In fact, arguments from the oil and gas industry and Republicans often ignore the larger context of the disastrous effect large-scale oil and gas production has on global warming in the long term and the health of individuals in the short term.
Over the past week, oil prices per barrel have actually decreased over the past week due to COVID-related lockdowns in China. However, gas prices are remaining high.
According to oil and gas industry experts, the primary reasons for gas price increases are the COVID-19 pandemic and global supply chain issues, along with oil producers taking advantage of a global supply crunch in the wake of Russia’s invasion of Ukraine.
Colorado Enviro Groups Respond
Environmental advocacy groups took issue with the claim that environmental regulations have caused gas prices to increase.
Andrew Forkes-Gudmundson, deputy director of the Colorado League of Oil and Gas Impacted Coloradans (LOGIC), an environmental advocacy group that focuses on those impacted by the negative environmental effects of oil and gas production, pointed to the high oil and gas production in the U.S. and the high amounts of approved drilling leases in Colorado as evidence the industry is making misleading claims.
“I think it’s really, really important for people to know that oil and gas development in Colorado happens at the whim of the operator,” Forkes-Gudmundson said. “They have so many permits they could be drilling. If they wanted to drill more, they absolutely could. They just don’t. And that’s because these companies are profiting grossly off of this crisis. Gas prices are up and they like making money.”
Forkes-Gudmundson rejected the idea that environmental regulations are causing the high gas prices to remain high in the U.S.
“If you want to blame somebody for high gas prices you should blame Putin and the oil industry,” Forkes-Gudmundson said. “That’s it. Regulations have nothing to do with it.”
Kate Christensen is the oil and gas campaign director for 350 Colorado, an environmental advocacy group hoping to limit fossil fuel production in the state. Christensen explained that the biggest oil giants made $205 billion last year.

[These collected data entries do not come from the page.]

PR #97, opened 2017-01-16
Add preliminary networking spec.

krystynneisess:
As requested by @yizow

### DIFF
--- a/networking/Field_Control_Networking_Spec.md
+++ b/networking/Field_Control_Networking_Spec.md
@@ -12,35 +12,76 @@
 
 A robot interacts with two networks:  the Student network and the Field Control (FC) network.  The former is the network over which students communicate with their robot via provided mini-routers.  The latter--the focus of this spec--is the network over which students' robots interact with FC over the course of a match.
 
-Clients (field control, driver stations, and robots) are assigned static IPs and communicate over TCP connections.
+Clients (field control, driver stations, and robots) are assigned static IPs and perform field-related communications over TCP connections.
 
-FC sends out messages to initiate robot-to-driver-station pairing and robot mode changes.  FC listens to heartbeat messages from robots.
+Robots announce their presence upon joining the FC network.  FC sends out messages to initiate robot-to-driver-station pairing and robot mode changes.  FC listens to heartbeat messages from driver stations.
 
 ## 2. Setting Up the Clients and Network
 
-### Clients
+### Client Types
 
-The FC network will have up to eight clients, as follows:
+The FC network will have at least six clients, as follows:
 
-- One FC client.  This is the FC computer running the match.  A PiE computer+monitor. 
-- Four driver station clients.  This acts as the student-robot interface (via Dawn and Runtime), and as the robot-field control interface (see "Establishing Communication Links").  A wifi-enabled laptop or  computer+monitor.
-- Up to four robot clients.  A wifi-enabled Beagle Bone Black (via wifi dongle).  One per student robot.
+- One FC client.  This is the FC computer running the match.  An internet-enabled PiE computer+monitor. 
+- One Streaming client.  This is the computer recording/processing/displaying a livestream of the field.  An internet-enabled PiE computer+monitor.
+- Four driver station clients.  This acts as the student-robot interface (via Dawn), and as the robot-field control interface (see "Establishing Communication Links").  A wifi-enabled laptop or  computer+monitor.
+- Up to four robot clients.  A wifi-enabled Beagle Bone Black (BBB), via wifi dongle.  One per student robot.
+
+Ideally there should be no additional clients; however, in the event that such should be needed, a few IP addresses have been reserved for them. (See "Assigning IP Addresses.")
 
 ### Assigning IP Addresses
 
-Every client will have a statically assigned IP address.  This is feasible due to the small number of total clients (1 per robot ( less than 30 in total), 4 driver stations, and one field control center).
+The Netmask is arbitrarily decided to be 245.245.245.0.  This implies that the subnet prefix, denoted by P, is "245.245.245".
 
-Consider the following example static IP scheme ("P" = subnet prefix):
+Every client will have a statically assigned IP address.  This is feasible due to the small number of total clients.  Assignment/reservations are as follows:
 
-- FCl:  P.255
-- Driver Stations:  P.254-251
-- Robots:  P.TeamNumber
+- P.255:  Broadcast
+- P.254:  FC center computer
+- P.253-250:  Driver station computers
+- P.249:  Streaming computer
+- P.248-246:  Spare FC clients
+- P.245:  Network gateway (i.e. router)
+- P.244-200:  Staff internal robots
+- P.199-51:  Unreserved
+- P.50-1: Student robots
+- P.0:  Netmask
+
+### Software Configurations
+
+#### Network
+
+- **Netmask.**  As mentioned above, this is arbitrarily decided to be P.0.
+- **Gateway IP.** This is arbitrarily decided to be P.245.
+
+#### Robot Clients
+
+Each robot is provided a config file mapping a unique identifier (e.g. BBB's MAC address) to a collection of robot-specific settings:
+
+- **Team Number.**  If less than 50, a student robot; if greater than 50, a staff internal robot.
+- **IP Address.**  This is derived from team number, as P.TeamNumber.
+
+A robot is also provided a script that takes the robot's unique identifier and this config file, and generates a customized network config file containing the above team-specific settings, as well as static network configurations (netmask, gateway IP).
+
+Qualities and Caveats:
+
+- This config management scheme is desirable due to the ease of updating robots en masse without breaking functionality.  Should any robots need to be reconfigured for any reason, one only need update the config file entries for the affected robot(s). 
+- Note, however, that this scheme requires that prior to deployment, _every BBB, student and staff alike, must first be registered_ to some centralized system in order for the config file to be crafted and maintained.  ("Registering" constitutes pairing a MAC addres with a Team Number.)  Known dysfunctional BBBs should also be unregistered, so as to avoid potential config conflicts if accidentally redistributed.
+
+#### FC, Driver Station, and Streaming Clients
+
+**IP Address.** Assigned as described above.
+
+### Internet Access
+
+Both the FC client and Streaming client require internet access; the former to access match scheduling as listed online, and the latter to publish video feed to an online streaming platform (e.g. Twitch).
+
+This is achieved through dual network connections (to both the public internet and FC network), requiring either dual Ethernet ports or an external switch.
 
 ## 3. Connecting to the Field Control Network
 
-### Configuration
+### Prerequisites
 
-A robot can connect to at most one network at a time, which must be either the Student network or the FC network.  The Student network is to be listed as higher priority than the FC Network.  This can be set each robot's network config file.
+A robot can connect to at most one network at a time, which must be either the Student network or the FC network.  The Student network is to be listed as higher priority than the FC Network.  This can be set in each robot's network config file.
 
 In order to participate in a match, teams temporarily relinquish their routers.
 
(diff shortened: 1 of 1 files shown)


networking/Field_Control_Networking_Spec.md
```diff
@@ -0,0 +1,79 @@
...
+
+FC sends out messages to initiate robot-to-driver-station pairing and robot mode changes.  FC listens to heartbeat messages from robots.
+
+## 2. Setting Up the Clients and Network
+
+### Clients
+
+The FC network will have up to eight clients, as follows:
+
+- One FC client.  This is the FC computer running the match.  A wifi-enabled PiE computer+monitor.
```
akumaraguru: There's no reason for the FC client or driver stations to be on wireless connections. Probably want to remove "wifi enabled" from the spec so we don't give the wrong idea.

networking/Field_Control_Networking_Spec.md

“I would argue that, rather than hurting oil and gas companies, the Biden administration is giving some massive, supportive handouts to the oil and methane industry,” Christensen said. “They just gave billions of dollars of taxpayer money to pay to clean up abandoned oil and gas infrastructure.”
Biden’s infrastructure bill allocated $4.7 billion to help clean up orphaned oil and gas wells across the country. In January, Colorado requested $25 million of that funding.

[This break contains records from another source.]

PR #98, opened 2017-01-16
Networking/chris/devel

Alramech:
ignore client/server/driver files

### DIFF
--- a/networking/config.py
+++ b/networking/config.py
@@ -1,0 +1,7 @@
+from enum import Enum
+
+class Commands(Enum):
+  ESTOP = "0"
+  START_GAME = "1"
+  TELEOP = "2"
+  END_GAME = "3"
--- a/networking/robot.py
+++ b/networking/robot.py
@@ -1,0 +1,64 @@
+import lcm
+import threading
+import time
+from config import Commands as cmd
+
+class Robot():
+  """
+  Basic robot simulator. Features
+  game states as well as estop and basic i/o
+  """
+  def __init__(self, number):
+    self.number = number
+    self.teleop = False
+    self.motors = [0]*4
+    self.sensors = [True, 4]
+    self.enabled = False
+    self.estop = False
+        
+def heartbeat(lc, number):
+  """
+  Generates heartbeats for the robot
+  sends robot number as well as state flag
+  (0 = disabled, 1 = autonomous, 2 = teleop, 3 = estop)
+  """
+  i = 0
+  while True:
+    i += 1
+    state = robot.enabled + robot.teleop + robot.estop*2
+    status = "{} {}".format(robot.number, state)
+    lc.publish("ROBOT_HEARTBEAT", status)
+    time.sleep(5)
+        
+def cmd_handler(channel, data):
+  """
+  Handles recieved commands
+  """
+  data = cmd(data)
+  if data == cmd.ESTOP:
+    robot.enabled = False
+    robot.estop = True
+
+  if data == cmd.START_GAME:
+    robot.enabled = True
+
+  if data == cmd.TELEOP:
+    robot.teleop = True
+    
+  if data == cmd.END_GAME:
+    robot.enabled = False
+    
+lc = lcm.LCM()
+subscription = lc.subscribe("COMMANDS", cmd_handler)
+
+robot = Robot(1)
+
+t = threading.Thread(target = heartbeat, args = (lc, robot))
+t.daemon=True
+t.start()
+
+try:
+  while True:
+      lc.handle()
+except KeyboardInterrupt:
+    pass
--- a/networking/tentativename.py
+++ b/networking/tentativename.py
@@ -1,0 +1,45 @@
+import lcm
+import threading
+import time
+from config import Commands as cmd
+
+def heartbeat_handler(channel, data):
+  """
+  Prints out heartbeat data
+  """
+  data = data.decode()
+  msg = data.split(' ')
+  print("Robot {}: state {}".format(msg[0], msg[1]))
+  
+lc = lcm.LCM()
+subscription = lc.subscribe("ROBOT_HEARTBEAT", heartbeat_handler)
+
+def teleop():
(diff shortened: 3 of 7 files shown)


yizow:
See comments on slack.

networking/config.py
```diff
@@ -0,0 +1,7 @@
+from enum import Enum
+
+class Commands(Enum):
+  ESTOP = "0"
+  START_GAME = "1"
+  TELEOP = "2"
+  END_GAME = "3"
```
yizow, line 7: newline at end of file

networking/tentativename.py
```diff
@@ -0,0 +1,45 @@
+import lcm
```
yizow, line 1: Change the file name and choose a casing

networking/tentativename.py
```diff
@@ -0,0 +1,45 @@
...
+def heartbeat_listen(lc, robot_number):
+  """
+  Subthread intended to listen for heartbeats
+  """
+  while True:
+    lc.handle()
+    
+t = threading.Thread(target = heartbeat_listen, args = (lc, 1))
+t.daemon=True
+t.start()
```
yizow, line 45: newline at end of file

networking/test.py
```diff
@@ -0,0 +1,18 @@
+import subprocess
+import time
+import filecmp
+import sys
+
+infilename = "test.py"
+
+outfile = open("testout.txt", "w")
```
yizow, line 8: I recommend adding a `.gitignore` file in this directory to apply to various temp files youre going to be generating. such as lcm stuff.

networking/robot.py
```diff
@@ -0,0 +1,64 @@
+import lcm
+import threading
+import time
+from config import Commands as cmd
```
yizow, line 4: cmd is a python default module. 
I recommend not overwriting it.

If you maintain config to only be global constants and enum stuff, etc, I would recommend 
`from config import *`

networking/robot.py
```diff
@@ -0,0 +1,64 @@
...
+
+class Robot():
+  """
+  Basic robot simulator. Features
+  game states as well as estop and basic i/o
+  """
+  def __init__(self, number):
+    self.number = number
+    self.teleop = False
```
yizow, line 13: `self.teleop` and `self.enabled` seem redundant.

networking/robot.py
```diff
@@ -0,0 +1,64 @@
...
+    self.motors = [0]*4
+    self.sensors = [True, 4]
+    self.enabled = False
+    self.estop = False
+        
+def heartbeat(lc, number):
+  """
+  Generates heartbeats for the robot
+  sends robot number as well as state flag
+  (0 = disabled, 1 = autonomous, 2 = teleop, 3 = estop)
```
yizow, line 23: i recommend having estop as 0, sinces it's more commonly used as an error state

networking/robot.py
```diff
@@ -0,0 +1,64 @@
...
+  """
+  i = 0
+  while True:
+    i += 1
+    state = robot.enabled + robot.teleop + robot.estop*2
```
yizow, line 28: what the heck is this supposed to mean?

networking/robot.py
```diff
@@ -0,0 +1,64 @@
...
+  if data == cmd.START_GAME:
+    robot.enabled = True
+
+  if data == cmd.TELEOP:
+    robot.teleop = True
+    
+  if data == cmd.END_GAME:
+    robot.enabled = False
+    
+lc = lcm.LCM()
```
yizow, line 51: probably want to choose a different name than `lc`

networking/robot.py
```diff
@@ -0,0 +1,64 @@
...
+def cmd_handler(channel, data):
+  """
+  Handles recieved commands
+  """
+  data = cmd(data)
+  if data == cmd.ESTOP:
+    robot.enabled = False
+    robot.estop = True
+
+  if data == cmd.START_GAME:
```
yizow, line 42: Consider using `elif` for these just to catch bug cases where you alias enums together.

yizow: Another alternative is to use a dictionary mapping from enum -> function definitions.

networking/tentativename.py
```diff
@@ -0,0 +1,45 @@
+import lcm
+import threading
+import time
+from config import Commands as cmd
```
yizow, line 4: See above comments

networking/tentativename.py
```diff
@@ -0,0 +1,45 @@
...
+
+def heartbeat_handler(channel, data):
+  """
+  Prints out heartbeat data
+  """
+  data = data.decode()
+  msg = data.split(' ')
+  print("Robot {}: state {}".format(msg[0], msg[1]))
+  
+lc = lcm.LCM()
```
yizow, line 14: Should probably move this to outside of function definitions

yizow (changes requested):
PLS CHANGE FIXES PL0X

yizow (changes requested):
Gitignore.

networking/robot.py
```diff
@@ -0,0 +1,64 @@
...
+  Generates heartbeats for the robot
+  sends robot number as well as state flag
+  (0 = disabled, 1 = autonomous, 2 = teleop, 3 = estop)
+  """
+  i = 0
+  while True:
+    i += 1
+    state = robot.enabled + robot.teleop + robot.estop*2
+    status = "{} {}".format(robot.number, state)
+    lc.publish("ROBOT_HEARTBEAT", status)
```
nikitakit, line 30: I notice you're publishing strings on LCM.

I strongly recommend that you switch to publishing using LCM types instead (or another strict encoding system like protobuf) -- using types helps you keep your sanity when building a distributed system.

nikitakit (changes requested):

networking/robot.py
nikitakit: @yizow So `lcm` is already taken (module name), and you want something short...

“Given the massively great year that industry had last year and is having this year, it seems like they should be able to pay to clean up after themselves, rather than have taxpayers do it,” Christensen said. “It’s another example of oil and gas profiteering off of average consumers, just like the rising gas prices.”
As an example of how Colorado has been overly fair to the oil and gas industry, despite industry talking points, Christensen referenced Polis’ Greenhouse Gas Emissions Reduction Roadmap. The plan was criticized by Colorado environmental groups last year for being too lenient on oil and gas operators.

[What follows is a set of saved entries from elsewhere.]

PR #99, opened 2017-01-20
[DevOps] Beaglebone setup updates

jonathan-j-lee:
* Added wireless dongle driver installation
    * Fixed driver not loading on boot (added `mt7610u_sta` to `/etc/modules`)
* Updated Python dependencies
    * Added `protobuf` runtime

“Polis is also super supportive of oil and gas. His plan for reducing greenhouse gases includes increasing oil and gas production in the state through 2030. It makes no sense, from a climate perspective.”
Christensen, like Forkes-Gudmundson, flat-out rejected claims that environmental regulations were to blame for high gas prices.
“I wish the oil and gas industry and some politicians were correct,” Christensen said. “I wish that our government’s policies were reigning in oil and gas companies so much that they reduced production and we quit burning so many fossil fuels. For our planet to survive we need to phase out fossil fuel production as quickly as possible. That’s the science. But that is not what is actually happening, no matter what the industry wants to pretend. When CEOs and shareholders have to take pay cuts rather than get massive bonuses — that’ when I’ll believe any regulation could possibly be impacting the industry.”